[Collected data]
PR #1503, opened 2017-09-06
Lint: Add Plural strings

### LINKED ISSUE #1513: Footer text wrong in languages with multiple plurals
### Actual behaviour
OCFileListFragment.generateFooterText doesn't honor languages with multiple plurals. In those languages, translations are limited (and wrong). For example, "file_list__footer__files" is not plural resource and as such, will not make sense in those languages

### Expected behaviour
Use plural resource to show files and folders in footer. Ideally, logic of this method could be simplified greatly.
 
### Steps to reproduce
1. Change language of phone to language with multiple plurals (Serbian is example I know)
2. Notice that generated translations are nonsensical and weird

### Environment data
Android version:
Dev

AndyScherzinger:
converting Strings which need to be available in different quantities into plurals.

While it is a lot of changed files you only need to check the Java classes since anything else are the ```strings.xml``` files, maybe check the default one from ```values```.

resolves #1513


AndyScherzinger:
@tobiasKaminsky @mario While it is a lot of changed files you only need to check the Java classes since anything else are the ```strings.xml``` files, maybe check the default one from ```values```.

AndyScherzinger:
Would love to have this in 2.0.1 to get this to master :)

AndyScherzinger:
beware that we should not merge this PR before transifex hasn't fixed their plurals bug because else the fixed warnings will turn into errors as soon as they have been translated to Ukrainian...

@tobiasKaminsky do you have any news from them regarding this issue?

tobiasKaminsky:
> @tobiasKaminsky do you have any news from them regarding this issue?

I asked them once again via mail.

tobiasKaminsky:
Reply from transifex: no new news :/

AndyScherzinger:
pinging @mario @tobiasKaminsky for review :)

mario:
👍

tobiasKaminsky:
> beware that we should not merge this PR before transifex hasn't fixed their plurals bug because else the fixed warnings will turn into errors as soon as they have been translated to Ukrainian...

I think we should merge this now and then adjust the error count as otherwise this PR will stay there forever...

mario:
Do it

AndyScherzinger:
@tobiasKaminsky everything green, just awaiting your approval 😃

tobiasKaminsky:
:+1:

**EXERCISE DIRECTIONS:**
The answer consists of every line above in which the word "behaviour" occurs.

**OUTPUT OF THE EXERCISE:**
### Actual behaviour
### Expected behaviour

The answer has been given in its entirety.